Obama channels Donald Trump. . .and Malik Shabazz

Jack Dunphy* at NRO’s Corner points to something I didn’t notice in President Obama’s response to yesterday’s Baton Rouge police murders. Obama said:

I traveled to Dallas for the memorial service of the officers who were slain there. I said that that killer would not be the last person who tries to make us turn on each other. Nor will today’s killer.

As Dunphy points out, it was no great feat of prognostication to predict Sunday’s cop killings or the ones still to come. They have been fueled by “the steady diet of anti-police agitprop that for two years has been peddled by the Black Lives Matter movement and endorsed in the media, on college campuses, and among the more unscrupulous politicians, including the one in the White House.”

But even if Obama had demonstrated some level prescience, it strikes me as unseemly to be saying “I told you so” in this context.

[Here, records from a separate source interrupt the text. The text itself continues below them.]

PR #43, opened 2020-11-24
Create admin file "guidelines-for-spec-writing-and-formatting.md"

RexJaeschke:
Bill, this was a document I created for you back in Jan/Feb. I just came across it and thought it would be useful to add to the repo, so others can see it.


admin/guidelines-for-spec-writing-and-formatting.md
```diff
@@ -0,0 +1,10 @@
+# Guidelines to Spec Writing and Formatting
+
+1.	Put definitions of major/often-used terms up front in the Terms-and-definitions clause. Lesser terms should be italicized on their first use only in the narrative.
+1.	Don’t say the same thing normatively in more than one place; say it once and point to that place, as needed.
+1.	For requirements, use *shall* and *shall not*. Inside informative (that is, non-normative) text, **never** use *shall*, use *must* instead.
+1.	Examples and Notes marked as such are informative, and requirements *must* be clear *without* them. Ask yourself, "Does the normative text standalone if all the examples and notes are removed?"
+1.	While examples are good, keep them small, simple, and narrowly focused without using unnecessary features. A spec is *not* a tutorial!
+1.	Avoid using quoted text, as in "natural "ype." If that is a term, except for its first use it should be in Roman without the quotes. In general, such quote marks dilute the contents, especially if their use suggests, “sort of like this thingie." Rather than use an approximate description in quotes, chose the right term or other English text.
```
BillWagner: typo:

```suggestion
1.	Avoid using quoted text, as in "natural type." If that is a term, except for its first use it should be in Roman without the quotes. In general, such quote marks dilute the contents, especially if their use suggests, “sort of like this thingie." Rather than use an approximate description in quotes, chose the right term or other English text.
```

BillWagner: We don't specify fonts in Markdown. Should this just say "normal text style" instead of "Roman font"?

admin/guidelines-for-spec-writing-and-formatting.md
```diff
@@ -0,0 +1,10 @@
...
+1.	Use singular instead of plural: For example, don’t say, "Tuple types are declared using the following syntax:"; instead, say, "A tuple type is declared using the following syntax:". For the most part, the plural form is quite clear, but there can be cases where it isn’t, so it’s best to use the singular form.
+1.	Consider the case in which we have a section with *no* subsections: ## Section S; some text. Later one or more subsections are added, resulting in ## Section S; some text; ### Subsection S.1; some text; ### Subsection S.2; some text. This is *bad*, as a subsequent reference to S is ambiguous; is it to that whole section or is it to the preamble text at the start of that section? As such, you need to put the preamble text in a new subsection (which we've called "General") at the start of that section. Specifically, there should *not* be any text between a section head and its first subsection head.
```
BillWagner: Consider this description instead (it was how you described it to me, and it worked well): 
```suggestion
1.	Consider the case in which we have a section with *no* subsections: ## Section S; some text. Later one or more subsections are added, resulting in ## Section S; some text; ### Subsection S.1; some text; ### Subsection S.2; some text. This is *bad*, as a subsequent reference to S is ambiguous; is it to that whole section or is it to the preamble text at the start of that section? As such, you need to put the preamble text in a new subsection (which we've called "General") at the start of that section. Specifically, a section should contain either subsections or text, but never both.
```

BillWagner (commented):
I saw one typo, and then I had a couple questions to consider. Then, this is ready to merge.

admin/guidelines-for-spec-writing-and-formatting.md
Nigel-Ecma: Checking a few of my fonts from various foundries "regular" might be correct, I think "normal" might be a Word-ism, you also see "plain" used, and "Roman" does refer to a design style... Take your pick from the first three.

jskeet: +0.5 for regular, +1 for plain +0 for normal, -1 for Roman

admin/guidelines-for-spec-writing-and-formatting.md
```diff
@@ -0,0 +1,10 @@
+# Guidelines to Spec Writing and Formatting
+
+1.	Put definitions of major/often-used terms up front in the Terms-and-definitions clause. Lesser terms should be italicized on their first use only in the narrative.
+1.	Don’t say the same thing normatively in more than one place; say it once and point to that place, as needed.
```
jskeet:
```suggestion
1.	Don't say the same thing normatively in more than one place; say it once and point to that place, as needed.
```

In general, let's make this file ASCII...

jskeet (commented):
Should this actually be part of "Contribute.md"? I tend to think that "admin" is likely to refer to stuff that is only relevant to TC49-TG2 members.

admin/guidelines-for-spec-writing-and-formatting.md
```diff
@@ -0,0 +1,10 @@
+# Guidelines to Spec Writing and Formatting
+
+1.	Put definitions of major/often-used terms up front in the Terms-and-definitions clause. Lesser terms should be italicized on their first use only in the narrative.
```
jskeet: I believe our discussion about terms-and-definitions ended up with a broad idea that that clause would be more about meta-information about the standard (e.g. what "implementation" means) rather than about specific C# ideas.

admin/guidelines-for-spec-writing-and-formatting.md
```diff
@@ -0,0 +1,10 @@
...
+1.	Don't say the same thing normatively in more than one place; say it once and point to that place, as needed.
+1.	For requirements, use *shall* and *shall not*. Inside informative (that is, non-normative) text, **never** use *shall*, use *must* instead.
+1.	Examples and Notes marked as such are informative, and requirements *must* be clear *without* them. Ask yourself, "Does the normative text standalone if all the examples and notes are removed?"
+1.	While examples are good, keep them small, simple, and narrowly focused without using unnecessary features. A spec is *not* a tutorial!
+1.	Avoid using quoted text, as in "natural type." If that is a term, except for its first use it should be in Roman without the quotes. In general, such quote marks dilute the contents, especially if their use suggests, “sort of like this thingie." Rather than use an approximate description in quotes, chose the right term or other English text.
```
jskeet: I'm not sure what Roman means here in terms of Markdown. If it's just plain text, that would be clearer.

Additional suggestions:

- Change the curly quote at the start of "soft of like this thingie" to a straight one
- chose => choose

admin/guidelines-for-spec-writing-and-formatting.md
```diff
@@ -0,0 +1,10 @@
...
+1.	Use singular instead of plural: For example, don’t say, "Tuple types are declared using the following syntax:"; instead, say, "A tuple type is declared using the following syntax:". For the most part, the plural form is quite clear, but there can be cases where it isn’t, so it’s best to use the singular form.
```
jskeet: Three curly apostrophes in this bullet.

admin/guidelines-for-spec-writing-and-formatting.md
```diff
@@ -0,0 +1,10 @@
...
+1.	Consider the case in which we have a section with *no* subsections: ## Section S; some text. Later one or more subsections are added, resulting in ## Section S; some text; ### Subsection S.1; some text; ### Subsection S.2; some text. This is *bad*, as a subsequent reference to S is ambiguous; is it to that whole section or is it to the preamble text at the start of that section? As such, you need to put the preamble text in a new subsection (which we've called "General") at the start of that section. Specifically, a section should contain either subsections or text, but never both.
```
jskeet: I'd start this bullet with the final sentence. It's hard to start considering a case when I don't know what the area of concern is.

admin/guidelines-for-spec-writing-and-formatting.md
jskeet: (I see we've talked about Roman before. This is just another instance.)

admin/guidelines-for-spec-writing-and-formatting.md
```diff
@@ -1,10 +1,10 @@
...
-1.	Consider the case in which we have a section with *no* subsections: ## Section S; some text. Later one or more subsections are added, resulting in ## Section S; some text; ### Subsection S.1; some text; ### Subsection S.2; some text. This is *bad*, as a subsequent reference to S is ambiguous; is it to that whole section or is it to the preamble text at the start of that section? As such, you need to put the preamble text in a new subsection (which we've called "General") at the start of that section. Specifically, a section should contain either subsections or text, but never both.
+1.	Put meta-information about the standard (e.g., what "implementation" means) in the Terms-and-definitions clause. C#-specific terms should be italicized on their first use only in the narrative.
+3.	Don't say the same thing normatively in more than one place; say it once and point to that place, as needed.
```
jskeet: I'm fine with either leaving everything as "1." in the Markdown or doing the full numbering, but I'd rather we didn't have numbers that look sequential but aren't quite :)

admin/guidelines-for-spec-writing-and-formatting.md
```diff
@@ -1,10 +1,10 @@
...
+4.	For requirements, use *shall* and *shall not*. Inside informative (that is, non-normative) text, **never** use *shall*, use *must* instead.
+5.	Examples and Notes marked as such are informative, and requirements *must* be clear *without* them. Ask yourself, "Does the normative text standalone if all the examples and notes are removed?"
+6.	While examples are good, keep them small, simple, and narrowly focused without using unnecessary features. A spec is *not* a tutorial!
+7.	Avoid using quoted text, as in "natural type." If that is a term, except for its first use it should be in regular without the quotes. In general, such quote marks dilute the contents, especially if their use suggests, "sort of like this thingie." Rather than use an approximate description in quotes, choose the right term or other English text.
```
jskeet: I think "regular" needs a noun to support it here - "regular type" for example.

jskeet (approved):
Renumbering required, and the addition of one word, but otherwise I'm happy.

jskeet:
Note for meeting: I don't *think* there have been changes since the last meeting, so we may wish to skip this.

jskeet:
Assigned to @RexJaeschke to address comments; I'm happy to then provide final review.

Recall the criticism Donald Trump received when he tweeted after the Orlando massacre:

Appreciate the congrats for being right on radical Islamic terrorism, I don’t want congrats, I want toughness & vigilance. We must be smart!

I don’t see much difference between this and Obama’s statement, except that Obama didn’t pretend not to want “congrats.”

Obama’s statement also echoed what black nationalist Malik Shabazz said on television after the murder of the Dallas policemen. Shabazz called the slayings “predictable,” and he had indeed predicted events “that are gonna seem tragic to white America and may even shock our own consciences,” including the killing of police officers.

It doesn’t speak well for Obama that he’s channeling Donald Trump. It speaks badly that he’s channeling Malik Shabazz.

(By the way, it’s also predictable that as a result of deadly attacks on police officers by young black men, some police officers, in order to protect themselves, will be quicker on the trigger when dealing with young black men in stressful situations.)

Obama is receiving some praise for his comments on Baton Rouge because, unlike in Dallas, he refrained from criticizing the police. However, as Scott has pointed out, his remarks fell short of what we should expect from a U.S. president. Dunphy concludes:

[T]he president spoke as he often does of healing divisions within the country. When he speaks in these terms and under these circumstances, his words ring hollow.

He presents a false compromise between what he portrays as two extremes while he, the Wise One, occupies the sensible middle ground. But for the vast majority of Americans, whatever their race, there can be no compromise with people who laud murderers as heroes. For such people, there can only be repudiation, something the president cannot bring himself to do.

*”Jack Dunphy” is the pseudonym of a police officer in southern California.